Worth a thousand words

Your reviewer, Paul Thompson (NZB, August 2006) says of Laurence Aberhart’s Domestic Architecture (1974-2005):

The function of this book is problematic – its natural meaning would seem to be as a catalogue to accompany an exhibition, and the book does list “exhibitions with particular relevance to this publication”. Individual copies are numbered in an edition of 500, so perhaps it’s intended as much as a “collectable” as a record.

But on p2 of the very sparsely-worded publication is “Published by McNamara Gallery Photography in association with the exhibition: Laurence Aberhart domestic architecture 7 December 2005-28 January 2006.” Also, the aim of the project was clearly outlined in the single-page introduction: “In giving consideration to a single subject, identified as a category within the wider body of his work, one can trace the artist’s evolving practice in an illuminating manner.”

The reviewer is correct in his interpretation that the book “relies on its 103 pictures to do the talking … The photographs themselves do the work”, and it is my concern about the quality of much art writing, which drives a wedge between the work and the viewer, that drives me to encourage this interpretation.
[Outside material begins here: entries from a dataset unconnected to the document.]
PR #2272, opened 2021-02-02
Update klint plugins (DEV)

mtwalli:
Update klint plugins to enable training commas, Please not changes in here are from klint formatting


build.gradle
```diff
@@ -18,8 +18,8 @@ buildscript {
         classpath "org.jetbrains.kotlin:kotlin-gradle-plugin:$kotlin_version"
         classpath "com.google.protobuf:protobuf-gradle-plugin:$protobufVersion"
         classpath "androidx.navigation:navigation-safe-args-gradle-plugin:$navVersion"
-        classpath "org.jlleitschuh.gradle:ktlint-gradle:9.2.1"
-        classpath "io.gitlab.arturbosch.detekt:detekt-gradle-plugin:1.9.1"
+        classpath "org.jlleitschuh.gradle:ktlint-gradle:9.4.1"
```
d4rken, line 21: Why does "Allowing trailing commas", require 127 files to be changed?

A lot of the reformatting is unnecessary or worse imho, and the potential for merge conflicts is huge.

Paul McNamara, McNamara Gallery
Wanganui

Paul Thompson responds: Paul McNamara is right – that information does appear in 8pt font on p2, along with other routine publishing information, and I missed it. However my concern that the photographs are too small to illuminate the development of this aspect of Aberhart’s work over a long period – the stated aim of the publication – still stands.

 

Haeccity and thisness

I was interested in your use of the word “thisness” in the note on my poetry collection Look Out (Bookshelf, NZB June 2006). I’ve never come across it before. Assuming at first that it was newly coined by NZB, I checked in Chambers and Oxford dictionaries and there it was, a literal translation of the Latin “haeccity”. The meaning pleased me I am glad to say!

It would be interesting to know how readers interpreted the description – those I spoke to about it also assumed it was coined.